А потом вдруг осталось пять дней, четыре, три дня до отъезда – все ускорилось так, что они должны были достичь Калифорнии всего через несколько дней после прибытия Бэлль, – и крошечная комната от переполненности вещами перешла к состоянию внезапной пустоты, а все их имущество оказалось упакованным в три больших сундука, последний из которых Дэвиду доставили с Вашингтонской площади. Вечером накануне их предпоследнего дня в городе Эдвард сказал, что будет разумно заранее позаботиться о тех деньгах, которыми сможет пользоваться Дэвид; назавтра он уйдет рано, чтобы докупить кое‑что необходимое в дорогу, а Дэвид, хотя это осталось невысказанным, нанесет визит дедушке.

Это было вполне разумно – более того, неизбежно. И все же в то утро, выходя из пансиона – может быть, в последний раз в жизни, подумалось ему, – спускаясь по выщербленным ступеням на улицу, он почувствовал, что грубая, грязная красота города словно бьет его наотмашь; как и деревья над ним, покрывшиеся крошечными ярко‑зелеными листочками; как и приятный, гулкий стук копыт лошадей на дорогах; как и трудолюбивые люди вокруг – поломойки со швабрами на парадных ступеньках, мальчик‑угольщик со своей тачкой, которая медленно, дюйм за дюймом, продвигается вперед, трубочист со своим ведром, напевающий веселую песенку. Это, конечно, не те же люди, что и он, – но и те тоже; это граждане Свободных Штатов, и они вместе построили эту страну, этот город: они своим трудом, Дэвид своими деньгами.

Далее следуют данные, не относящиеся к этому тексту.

PR #151, opened 2019-10-16
ANY23-445 Review spotbugs issues

lewismc:
First pass at addressing https://issues.apache.org/jira/browse/ANY23-445.
Still loads to do.

### DIFF
--- a/api/src/main/java/org/apache/any23/vocab/HCard.java
+++ b/api/src/main/java/org/apache/any23/vocab/HCard.java
@@ -36,10 +36,9 @@ public class HCard extends Vocabulary {
         return instance;
     }
 
-    public IRI Card  = createClass(NS, "Card");
-    public IRI Address   = createClass(NS, "Address");
-    public IRI Geo = createClass(NS, "Geo");
-
+    public IRI card  = createClass(NS, "Card");
+    public IRI address   = createClass(NS, "Address");
+    public IRI _Geo = createClass(NS, "Geo");
 
     public IRI name  = createProperty(NS, "name");
     public IRI honorific_prefix   = createProperty(NS, "honorific-prefix");
--- a/api/src/main/java/org/apache/any23/vocab/HEntry.java
+++ b/api/src/main/java/org/apache/any23/vocab/HEntry.java
@@ -37,7 +37,7 @@ public class HEntry extends Vocabulary {
         return instance;
     }
 
-    public IRI Entry  = createClass(NS, "Entry");
+    public IRI entry  = createClass(NS, "Entry");
     public IRI author   = createClass(NS, "author");
     public IRI location = createClass(NS, "location");
 
@@ -51,7 +51,7 @@ public class HEntry extends Vocabulary {
     public IRI url   = createProperty(NS, "url");
     public IRI uid  = createProperty(NS, "uid");
     public IRI syndication   = createProperty(NS, "syndication");
-    public IRI in_reply_to   = createProperty(NS, "in-reply-to");
+    public IRI inReplyTo   = createProperty(NS, "in-reply-to");
 
     private HEntry() {
         super(NS);
--- a/api/src/main/java/org/apache/any23/vocab/HItem.java
+++ b/api/src/main/java/org/apache/any23/vocab/HItem.java
@@ -37,7 +37,7 @@ public class HItem extends Vocabulary {
         return instance;
     }
 
-    public IRI Item  = createClass(NS, "Item");
+    public IRI item  = createClass(NS, "Item");
     public IRI name  = createProperty(NS, "name");
     public IRI url   = createProperty(NS, "url");
     public IRI photo = createProperty(NS, "photo");
--- a/api/src/main/java/org/apache/any23/vocab/HRecipe.java
+++ b/api/src/main/java/org/apache/any23/vocab/HRecipe.java
@@ -38,10 +38,10 @@ public class HRecipe extends Vocabulary {
     }
 
     // Resources.
-    public IRI Recipe     = createClass(NS, "Recipe");
-    public IRI Duration   = createClass(NS, "Duration");
-    public IRI Ingredient = createClass(NS, "Ingredient");
-    public IRI Nutrition  = createClass(NS, "Nutrition");
+    public IRI recipe     = createClass(NS, "Recipe");
+    public IRI _Duration   = createClass(NS, "Duration");
+    public IRI _Ingredient = createClass(NS, "Ingredient");
+    public IRI _Nutrition  = createClass(NS, "Nutrition");
 
     // Properties.
     public IRI fn                     = createProperty(NS, "fn");
--- a/api/src/main/java/org/apache/any23/vocab/HResume.java
+++ b/api/src/main/java/org/apache/any23/vocab/HResume.java
@@ -36,12 +36,11 @@ public class HResume extends Vocabulary {
         return instance;
     }
 
-    public IRI Resume  = createClass(NS, "Resume");
+    public IRI resume  = createClass(NS, "Resume");
     public IRI education   = createClass(NS, "education");
     public IRI experience = createClass(NS, "experience");
     public IRI contact = createClass(NS, "contact");
     public IRI affiliation = createClass(NS, "affiliation");
-
 
     public IRI name  = createProperty(NS, "name");
     public IRI summary   = createProperty(NS, "summary");
--- a/api/src/main/java/org/apache/any23/vocab/Vocabulary.java
+++ b/api/src/main/java/org/apache/any23/vocab/Vocabulary.java
@@ -142,12 +142,12 @@ public abstract class Vocabulary {
      */
     public IRI getPropertyCamelCase(String property) {
         String[] names = property.split("\\W");
-        String camelCase = names[0];
+        StringBuffer camelCase = new StringBuffer().append(names[0]);
         for (int i = 1; i < names.length; i++) {
             String tmp = names[i];
-            camelCase += tmp.replaceFirst("(.)", tmp.substring(0, 1).toUpperCase(java.util.Locale.ROOT));
+            camelCase.append(tmp.replaceFirst("(.)", tmp.substring(0, 1).toUpperCase(java.util.Locale.ROOT)));
         }
-        return getProperty(camelCase);
+        return getProperty(camelCase.toString());
     }
 
     /**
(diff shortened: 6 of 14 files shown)


api/src/main/java/org/apache/any23/vocab/Vocabulary.java
```diff
@@ -142,12 +142,12 @@ public IRI getProperty(String name, IRI defaultValue) {
      */
     public IRI getPropertyCamelCase(String property) {
         String[] names = property.split("\\W");
-        String camelCase = names[0];
+        StringBuffer camelCase = new StringBuffer().append(names[0]);
```
HansBrende: `StringBuilder` would be a better choice here; it doesn't need synchronization.

`StringBuilder camelCase = new StringBuilder(property.length()).append(names[0]);

api/src/main/java/org/apache/any23/vocab/HResume.java
```diff
@@ -36,13 +36,12 @@ public static HResume getInstance() {
         return instance;
     }
 
-    public IRI Resume  = createClass(NS, "Resume");
+    public IRI resume  = createClass(NS, "Resume");
```
HansBrende: This is a breaking change. Probably requires more discussion.

api/src/main/java/org/apache/any23/vocab/HRecipe.java
```diff
@@ -38,10 +38,10 @@ public static HRecipe getInstance() {
...
 
     // Resources.
-    public IRI Recipe     = createClass(NS, "Recipe");
-    public IRI Duration   = createClass(NS, "Duration");
-    public IRI Ingredient = createClass(NS, "Ingredient");
-    public IRI Nutrition  = createClass(NS, "Nutrition");
+    public IRI recipe     = createClass(NS, "Recipe");
+    public IRI _Duration   = createClass(NS, "Duration");
+    public IRI _Ingredient = createClass(NS, "Ingredient");
+    public IRI _Nutrition  = createClass(NS, "Nutrition");
```
HansBrende: Breaking changes. Probably require more discussion.

api/src/main/java/org/apache/any23/vocab/HItem.java
```diff
@@ -37,7 +37,7 @@ public static HItem getInstance() {
         return instance;
     }
 
-    public IRI Item  = createClass(NS, "Item");
+    public IRI item  = createClass(NS, "Item");
```
HansBrende: Breaking change. Probably requires some discussion.

api/src/main/java/org/apache/any23/vocab/HEntry.java
```diff
@@ -51,7 +51,7 @@ public static HEntry getInstance() {
     public IRI url   = createProperty(NS, "url");
     public IRI uid  = createProperty(NS, "uid");
     public IRI syndication   = createProperty(NS, "syndication");
-    public IRI in_reply_to   = createProperty(NS, "in-reply-to");
+    public IRI inReplyTo   = createProperty(NS, "in-reply-to");
```
HansBrende: Breaking change. Probably requires discussion.

api/src/main/java/org/apache/any23/vocab/HEntry.java
```diff
@@ -37,7 +37,7 @@ public static HEntry getInstance() {
         return instance;
     }
 
-    public IRI Entry  = createClass(NS, "Entry");
+    public IRI entry  = createClass(NS, "Entry");
```
HansBrende: Breaking change. Probably requires discussion.

api/src/main/java/org/apache/any23/vocab/HCard.java
```diff
@@ -36,10 +36,9 @@ public static HCard getInstance() {
         return instance;
     }
 
-    public IRI Card  = createClass(NS, "Card");
-    public IRI Address   = createClass(NS, "Address");
-    public IRI Geo = createClass(NS, "Geo");
-
+    public IRI card  = createClass(NS, "Card");
+    public IRI address   = createClass(NS, "Address");
+    public IRI _Geo = createClass(NS, "Geo");
```
HansBrende: These are breaking changes. We probably don't want to release another major version for this, so if we want to change the naming, we should probably deprecate the old ones rather than removing them.

But in any case, how is `_Geo` an improvement over `Geo`? Not sure I agree with that naming change...

HansBrende: By "breaking change", simply I mean a backwards-incompatible change (see https://semver.org/ for more info).

I would say, it's probably a good idea to disable the capitalization check for now, since so many parts of our codebase are already written the way they are.

lewismc: Reverted this and the rest and disabled check. I agree with you.

lewismc:
Current branch results in following errors
```
[INFO] --- spotbugs-maven-plugin:3.1.12.2:check (default-cli) @ apache-any23-api ---
[INFO] BugInstance size is 2
[INFO] Error size is 0
[INFO] Total bugs: 2
[ERROR] org.apache.any23.mime.MIMEType defines compareTo(MIMEType) and uses Object.equals() [org.apache.any23.mime.MIMEType] At MIMEType.java:[line 134] EQ_COMPARETO_USE_OBJECT_EQUALS
[ERROR] Possible null pointer dereference in org.apache.any23.plugin.Any23PluginManager.loadJARDir(File) due to return value of called method [org.apache.any23.plugin.Any23PluginManager, org.apache.any23.plugin.Any23PluginManager] Dereferenced at Any23PluginManager.java:[line 201]Known null at Any23PluginManager.java:[line 201] NP_NULL_ON_SOME_PATH_FROM_RETURN_VALUE
```
@HansBrende if you get a chance can you review. You can run spotbugs analysis as follows
```
mvn spotbugs:check
```
You can also get detailed information by running
```
mvn clean install -DskipTests && mvn spotbugs:gui
```
You can then load the file in ./api/target/spotbugsXml.xml

api/src/main/java/org/apache/any23/vocab/Vocabulary.java
```diff
@@ -142,12 +142,12 @@ public IRI getProperty(String name, IRI defaultValue) {
      */
     public IRI getPropertyCamelCase(String property) {
         String[] names = property.split("\\W");
-        String camelCase = names[0];
+        StringBuilder camelCase = new StringBuilder(property.length()).append(names[0]);
         for (int i = 1; i < names.length; i++) {
             String tmp = names[i];
-            camelCase += tmp.replaceFirst("(.)", tmp.substring(0, 1).toUpperCase(java.util.Locale.ROOT));
+            camelCase.append(tmp.replaceFirst("(.)", tmp.substring(0, 1).toUpperCase(java.util.Locale.ROOT)));
```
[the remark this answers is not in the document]
lewismc: This would require that we import commons-lang3... is this something you are satisfied with considering that we were only just discussing dependency bloat. wdyt?

api/src/main/java/org/apache/any23/extractor/ExtractorGroup.java
```diff
@@ -78,6 +78,7 @@ public boolean allExtractorsSupportAllContentTypes() {
         return true;
     }
 
+    @SuppressWarnings("unlikely-arg-type")
```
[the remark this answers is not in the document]
lewismc: I've removed both the `SupressWarnings` javac annotation and thought about this one again.

I've decided to introduce `<omitVisitors>FindUnrelatedTypesInGenericContainer</omitVisitors>` which will omit spotbugs from identifying this issue as a bug. My justification is that, in this case, because the `ExtractorFactory#getSupportedMIMETypes()` supports wildcards, and as far as I can see there is currently no way to determine the full Collection (e.g. `*/*`) of supported `MimeType`'s then we cannot enforce another check whether an `ExtractorGroup` supports all `MimeType`'s. 

What do you think about this assessment?

api/src/main/java/org/apache/any23/vocab/Vocabulary.java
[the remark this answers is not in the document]
HansBrende: We already have a dependency on commons-lang3, and it is being used all over our codebase. So I'm not too worried about that dependency in particular.

api/src/main/java/org/apache/any23/extractor/ExtractorGroup.java
```diff
@@ -24,8 +24,8 @@
 import java.util.Iterator;
 
 /**
- * It simple models a group of {@link ExtractorFactory} providing
- * simple accessing methods.
+ * Models a group of {@link ExtractorFactory} objcts providing
```
HansBrende: typo

api/src/main/java/org/apache/any23/extractor/ExtractorGroup.java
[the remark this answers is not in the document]
HansBrende: Sorry, I wasn't clear. The code inside this method has a bug, as _correctly_ identified by the spotbugs plugin. The code is testing if a `Collection<MIMEType>` contains a `String`. This will always return false, as a `String` _cannot_ be an instance of `MIMEType`.

Therefore, the method needs to be fixed, and the spotbugs plugin is doing its job correctly: no suppression of warnings is needed here.

api/src/main/java/org/apache/any23/vocab/Vocabulary.java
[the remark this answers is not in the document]
HansBrende: I suppose it is true that this class in particular is part of any23 `api` rather than `core`, and `core` has the commons-lang3 dependency, so this would add that extra dependency to `api`. I'm not sure if this is a big problem since most people are using `core` rather than `api` alone... however if you'd rather not add an extra dependency to `api` I suppose we could leave it as-is for now (however I'd like to improve the implementation of that method at some point in the future).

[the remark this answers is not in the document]
HansBrende: And now that I think about it more, I agree that there is definitely something to be said for keeping the dependencies of the `api` module as few in number as possible, so I think we should leave it as-is for now. Good call.

I'll mark this comment thread as 'resolved'.

HansBrende:
@lewismc I can potentially do a quick fix-up on this PR this weekend when I get a chance, and then we should be good to go.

Он думал взять кэб, но вместо этого медленно пошел пешком – сначала на юг, потом на восток, в полусне передвигаясь по улицам, где его ноги каким‑то образом знали, как обойти кучу навоза, расплющенный турнепс, испуганного полудикого котенка, даже раньше, чем все это видели глаза; он чувствовал себя тонким язычком огня, бегущим по милым грязным улицам, по которым он ходил всю свою жизнь, не оставляя следов, не издавая ни единого звука, и люди расступались еще до того, как он, кашлянув, предупреждал о своем приближении. Поэтому, дойдя наконец до банка “Братьев Бингемов”, он был отдален от себя самого, почти плыл по течению, словно бы паря над городом и медленно кружась над каменным зданием, прежде чем мягко приземлиться на ступени и войти в двери, как он входил в них уже почти двадцать девять лет, – и все же, конечно, совсем не так.

Он прошел по коридору, вошел в помещение, откуда боковые двери уводили в банковские кабинеты, потом свернул налево, где нашел банкира, отвечавшего за семейные счета, и получил все свои сбережения – валюту Свободных Штатов на Западе принимали неохотно, поэтому Дэвид заранее предупредил, что средства хочет получить золотом. Он смотрел, как слитки взвешивают, заворачивают в ткань, складывают в маленький черный кожаный чемоданчик, обхватывают его ремнями и застегивают их.

Протягивая чемоданчик, клерк – кто‑то новый, кого он не знал, – поклонился ему. – Позвольте пожелать вам всего наилучшего, мистер Бингем, – уныло сказал он, и у Дэвида внезапно перехватило дыхание, и, отягощенный весом металла в руке, он смог только кивнуть в ответ.